Subjects received a mean of 3.7 (SD 0.8) aflibercept injections in the first 6 months of treatment. This is less than the recommended five injections every 4 weeks within the first 6 months. Rahimy et al. [10] treated patients with an injection frequency of 4.1 injections within 4.6 months equating to an aflibercept injection every 31 days. Despite more frequent injections in their study, our cohort still had comparable visual and anatomical improvements [10]. A postulated advantage of aflibercept is the longer half-life and therefore potential reduction in injection frequency [17]. After 6 months of aflibercept, our cohort showed a significant trend towards reduction in injection frequency.

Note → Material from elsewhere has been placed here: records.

PR #568, opened 2017-05-24
Add links behind nav entries "Namespaces" and "Files" (matching "Classes")

kossebau:
When layout file has "namespacelist" and/or "filelist" set to visible=no,
the files "namespaces.html" resp. "files.html" are still generated,
but not reachable.

So same fix as done for "classlist" should be used,
cmp. 700a9ac3c177fdef25b9b00ed6bb5e0ea963d236

Also gives a consistent result & at least in generated QCH files fixes the error
message currently shown when clicking on "Namespaces" or "Files" section titles in the navigation tree.

Using lne->baseFile() and thus the string from the central db instead of using a hardcoded duplicated filename feels better, and thus first patch also adapts the code for "LayoutNavEntry::Classes".

### DIFF
--- a/src/index.cpp
+++ b/src/index.cpp
@@ -4151,7 +4151,7 @@ static void writeIndexHierarchyEntries(OutputList &ol,const QList<LayoutNavEntry
         case LayoutNavEntry::Classes: 
           if (annotatedClasses>0 && addToIndex)
           {
-            Doxygen::indexList->addContentsItem(TRUE,lne->title(),0,"annotated",0);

This study adds to the limited evidence for aflibercept switch in persistent DMO patients as there are few published studies to our knowledge. The advantages of our study include the fact that the data is from a real-life setting which best reflects daily clinical practice. Our longer follow-up period averaging 22.5 months, when compared to other published studies which only have between 4.6 and 5 months follow-up, shows that improvements in VA and CMT are sustained following aflibercept switch.
Limitations of our study include the retrospective study design, but this best reflects the “real-life” setting. Our study has a small sample size, but this highlights novel experience with aflibercept. In AMD switch studies, it is suggested that such dramatic anatomical improvement with aflibercept may be due to the "loading dose effect" and overcoming tachyphylaxis associated with previous anti-VEGF therapies [18,19,20]. However, our study shows sustained visual and anatomical improvements long after the "loading dose effect" [19, 20]. A control group for comparison in a future randomised control trial would be essential for further evaluation of this effect.
The improvements in VA and CMT in our cohort could be due to the fact that patients were receiving eight weekly injections rather than a 4–6 weekly intensive regimen of bevacizumab/ranibizumab prior to switch. However, again, this represents the “real-life” clinical setting and increasing demands of a medical retina service.